REQUIRED ACTION >>
Going through the data, count each line that has the word "ABIs". Reply with the total and nothing more.

INFORMATION SUPPLIED >>
=====

Issue #4464, opened 2025-07-08
lib-socket getaddrinfo returns -1


yamt:
our lib-socket implementation of getaddrinfo returns -1 on error, storing the error code to errno.
however, standard-wise, getaddrinfo is supposed to return an EAI_xxx error code.

yamt:
fixed by https://github.com/bytecodealliance/wasm-micro-runtime/pull/4498

PR #4498, opened 2025-07-17
lib-socket: make getaddrinfo return EAI_ values

yamt:
cf. https://github.com/bytecodealliance/wasm-micro-runtime/issues/4464

### DIFF
--- a/core/iwasm/libraries/lib-socket/src/wasi/wasi_socket_ext.c
+++ b/core/iwasm/libraries/lib-socket/src/wasi/wasi_socket_ext.c
@@ -38,6 +38,13 @@ __errno_location(void);
         return -1;                       \
     }
 
+/* REVISIT: in many cases, EAI_SYSTEM may not be an ideal error code */
+#define GAI_HANDLE_ERROR(error)          \
+    if (error != __WASI_ERRNO_SUCCESS) { \
+        errno = error;                   \
+        return EAI_SYSTEM;               \
+    }
+
 static void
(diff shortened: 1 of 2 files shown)


core/iwasm/libraries/lib-socket/src/wasi/wasi_socket_ext.c
```diff
@@ -38,6 +38,13 @@ __errno_location(void);
         return -1;                       \
     }
 
+/* REVISIT: in many cases, EAI_SYSTEM may not be an ideal error code */
+#define GAI_HANDLE_ERROR(error)          \
```
lum1n0us, line 42: May I ask what GAI stands for?

lum1n0us (commented):
It seems to disrupt the recently modified ABIs that only return 0 and -1. Is it worthwhile?

core/iwasm/libraries/lib-socket/src/wasi/wasi_socket_ext.c
yamt: getaddrinfo.

yamt:
> It seems to disrupt the recently modified ABIs that only return 0 and -1. Is it worthwhile?

https://github.com/bytecodealliance/wasm-micro-runtime/pull/4476 is about traditional socket system calls like setsockopt.

this PR is about getaddrinfo, which is relatively new and has a different convention.

loganek (approved):
LGTM

lum1n0us (approved):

=====

SOLUTION BELOW >>
2